= Spherical Bernstein's problem =

The spherical Bernstein's problem is a possible generalization of the original Bernstein's problem in the field of global differential geometry, first proposed by Shiing-Shen Chern in 1969, and then later in 1970, during his plenary address at the International Congress of Mathematicians in Nice.

==The problem==
Are the equators in $\mathbb{S}^{n+1}$ the only smooth embedded minimal hypersurfaces which are topological $n$-dimensional spheres?

Additionally, the spherical Bernstein's problem, while itself a generalization of the original Bernstein's problem, can also be generalized further by replacing the ambient space $\mathbb{S}^{n+1}$ with a simply connected, compact symmetric space. Some results in this direction are due to Wu-Yi Hsiang, Wu-Teh Hsiang, and P. Tomter.

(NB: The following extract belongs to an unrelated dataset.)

PR #4256, opened 2024-04-16
Parallel proof exploration

nwatson22:
### Additions:

- Adds `ParallelProver`, which uses `ProverPool` to handle a `ThreadPoolExecutor` that creates a new prover for each new thread used (based on `KoreServerPool`)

==Alternative formulations==
Below are two alternative ways to express the problem:

===The second formulation===
Let the (n − 1) sphere be embedded as a minimal hypersurface in $S^n$(1). Is it necessarily an equator?

By the Almgren–Calabi theorem, it's true when n = 3 (or n = 2 for the 1st formulation).

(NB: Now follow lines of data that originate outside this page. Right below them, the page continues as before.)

PR #4269, opened 2024-04-22
Parallel maven

Baltoli:


Baltoli:
Closing this as it wasn't worth pursuing; the idea was to try and locally optimise the individual steps in the Debian package build so as to minimise the end-to-end time to begin running the Pyk tests.

PR #4270, opened 2024-04-22
Add `parse-outer` command to pyk

gtrepta:
This starts implementing a command with pyk that handles the outer parsing of a K definition into a KAST JSON that can be passed to inner parsing in the java frontend. So far it can handle requires clauses of other files, do markdown selection, and handle extra include paths passed in from the command line.


pyk/src/pyk/__main__.py
```diff
@@ -389,6 +393,60 @@ def exec_json_to_kore(options: JsonToKoreOptions) -> None:
...
+    md_selector = options.md_selector
+    required_files = []
+    search_paths = [main_file_dir]
+    for include in options.includes:
+        include_path = Path(include)
+        try:
+            check_dir_path(include_path)
+        except ValueError:
+            _LOGGER.critical(f"Could not find directory '{include}' passed to -I")
+            exit(1)
```
Baltoli: Worth noting this isn't what `-I` does in the existing compiler frontend, nor in GCC / clang. Could maybe be a lower level warning rather than an error eventually?

gtrepta: Yep, I can just make this a warning.

pyk/src/tests/integration/test_pyk.py
tothtamas28, line 1: This should be a unit test.

pyk/src/pyk/__main__.py
```diff
@@ -389,6 +395,65 @@ def exec_json_to_kore(options: JsonToKoreOptions) -> None:
     sys.stdout.write('\n')
 
 
+def exec_parse_outer(options: ParseOuterOptions) -> None:
```
tothtamas28, line 388: Please extract a function into one of the `pyk.kast` modules that performs the transformation logic. Unit tests can call that function directly.

pyk/src/pyk/konvert/_ast_to_kast.py
```diff
@@ -0,0 +1,55 @@
...
+if TYPE_CHECKING:
+    from typing import Any, Final
+
+    from ..kast.outer import KAst
+    from ..kast.outer_syntax import AST
+
+_LOGGER: Final = logging.getLogger(__name__)
+
+
+@singledispatch
```
tothtamas28: Nice.

pyk/src/pyk/__main__.py
```diff
@@ -394,6 +396,12 @@ def exec_json_to_kore(options: JsonToKoreOptions) -> None:
 
 
 def exec_parse_outer(options: ParseOuterOptions) -> None:
+    # TODO Desugar K language syntax to KAST compatible items
```
Baltoli: Perhaps turn this into a tracking issue and assign yourself to it

pyk/src/pyk/konvert/_ast_to_kast.py
Baltoli: This is a trick I didn't know about; very cool

pyk/src/pyk/__main__.py
gtrepta: Sorry, what transformation logic are you referring to?

tothtamas28: This function performs side effects. You can extract a function that returns `result_text` (or something more structured), that way, the command line handler becomes very simple.

pyk/src/pyk/konvert/_ast_to_kast.py
gtrepta: I had to massage the type checker a bit to accept this in a few places, but it does make for some convenient calls like the one here:

https://github.com/runtimeverification/k/blob/7cbf5551b5aca2e7a19a231611c8ceeb08bc5f0a/pyk/src/pyk/konvert/_ast_to_kast.py#L35

pyk/src/pyk/__main__.py
gtrepta: If you mean `_ast_to_kast`, I agree I should write some unit tests for that.

tothtamas28: Sounds good.

You've already set up a test (`TestParseOuter`) though, what I'm saying, if you extract a function (that takes `main_file`, etc. and returns the text you'd otherwise print), then you can call that directly without stubbing `sys.argv`.

Baltoli: Yes, I agree that the substantive work here should be extracted into a function that _returns_ something - the implementation will look pretty similar to what you have here, just with a different signature

pyk/src/pyk/__main__.py
```diff
@@ -389,6 +395,65 @@ def exec_json_to_kore(options: JsonToKoreOptions) -> None:
...
 
 
+def exec_parse_outer(options: ParseOuterOptions) -> None:
+    # TODO Desugar K language syntax to KAST compatible items
+    #      Import the prelude and add --no-prelude option
+    #      Trim away modules unreachable from the main/syntax modules (modulo some builtins)
+    #      Checks:
+    #        - Circular imports
+    #        - Modules with duplicate names
+    main_file_dir = Path(options.main_file.name).resolve().parent
```
Baltoli: Do you want to `check_file_path` this, or is the error from `.resolve()` good enough?

pyk/src/pyk/konvert/_ast_to_kast.py
Baltoli: I guess it saves you a big pile of `isinstance` checks which is nice

pyk/src/pyk/__main__.py
gtrepta: `options.main_file` is checked by the argument parser, so before we get to this `.resolve()` it should error there:

https://github.com/runtimeverification/k/blob/7cbf5551b5aca2e7a19a231611c8ceeb08bc5f0a/pyk/src/pyk/__main__.py#L602

Baltoli: Nice!

pyk/src/pyk/kast/utils.py
```diff
@@ -0,0 +1,61 @@
...
+    from pathlib import Path
+    from typing import Final
+
+    from .outer import KDefinition
+    from .outer_syntax import Module
+
+_LOGGER: Final = logging.getLogger(__name__)
+
+
+def _slurp(
```
tothtamas28, line 36: Consider sliding this below `parse_outer`.

pyk/src/pyk/konvert/_ast_to_kast.py
tothtamas28, line 1: This module belongs to `pyk.kast` I think.

pyk/src/pyk/kast/utils.py
```diff
@@ -0,0 +1,61 @@
...
+def parse_outer(
+    definition_file: Path, main_module: str, search_paths: Iterable[Path] = (), md_selector: str = 'k'
+) -> KDefinition:
+    text = definition_file.read_text()
+    if definition_file.suffix == '.md':
+        text = select_code_blocks(text, md_selector)
+
+    modules = _slurp(text, search_paths, (), md_selector)
+    final_definition = _ast_to_kast(Definition(modules), main_module=main_module)
+    return cast('KDefinition', final_definition)
```
tothtamas28: `cast` does not do any runtime checking, consider asserting the type instead.

pyk/src/pyk/kast/utils.py
```diff
@@ -0,0 +1,61 @@
...
+    result = definition.modules
+    for require in definition.requires:
+        try_files = [include_dir / require.path for include_dir in search_paths]
+        try:
+            # Get the first source file we can find by iterating through search_paths
+            index = [file.exists() for file in try_files].index(True)
+        except ValueError:
+            _LOGGER.critical(f'{require.path} not found')  # TODO Print the source location of the requires clause
+            _LOGGER.critical(f'Lookup directories: {[str(path) for path in search_paths]}')
+            exit(1)
```
tothtamas28: `exit` should not be called here since we might want to call `parse_outer` from contexts other than the CLI. Instead, consider re-raising the exception and catching it in `__main__` to do the `exit`.

pyk/src/tests/unit/test_konvert.py
```diff
@@ -49,3 +55,40 @@ def test_unmunge(symbol: str, expected: str) -> None:
 
     # Then
     assert actual == expected
+
+
+AST_TO_KAST_TEST_DATA: Final = [
```
tothtamas28: These tests can go to their own test module, under `tests/unit/kast`.

pyk/src/pyk/konvert/_ast_to_kast.py
gtrepta: Came up with a better solution than the KSentence cast above: a10e68aeed9ce8fd4d3cfbb7cfa59bb1089980e8

pyk/src/pyk/kast/_ast_to_kast.py
```diff
@@ -0,0 +1,62 @@
...
+@_ast_to_kast.register
+def _att_to_katt(att: Att) -> KAtt:
+    if not att.items:
+        return EMPTY_ATT
+    return KAtt.from_dict({'att': dict(att.items)})
+
+
+@singledispatch
+@_ast_to_kast.register
+def _sentence_to_ksentence(s: Sentence) -> KSentence:
```
tothtamas28, line 59: This is a placeholder for later implementation, right?

Regardless, it is not safe to trick the type checker this way. Instead consider a helper function

```python3
def _transform_sentences(sentences: Iterable[Sentence]) -> list[KSentence]:
    return []
```

which you can call in `_module_to_kflatmodule`.

pyk/src/tests/unit/kast/test_utils.py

Wu-Yi Hsiang proved it for n ∈  {4, 5, 6, 7, 8, 10, 12, 14} (or n ∈ {3, 4, 5, 6, 7, 9, 11, 13}, respectively)

In 1987, Per Tomter proved it for all even n (or all odd n, respectively).

Thus, it only remains unknown for all odd n ≥ 9 (or all even n ≥ 8, respectively)

===The third formulation===
Is it true that an embedded, minimal hypersphere inside the Euclidean $n$-sphere is
necessarily an equator?

Geometrically, the problem is analogous to the following problem:

Is the local topology at an isolated singular point of a minimal hypersurface necessarily different from that of a disc?

For example, the affirmative answer for spherical Bernstein problem when n = 3 is equivalent to the fact that the local topology at an isolated singular point of any minimal hypersurface in an arbitrary Riemannian 4-manifold must be different from that of a disc.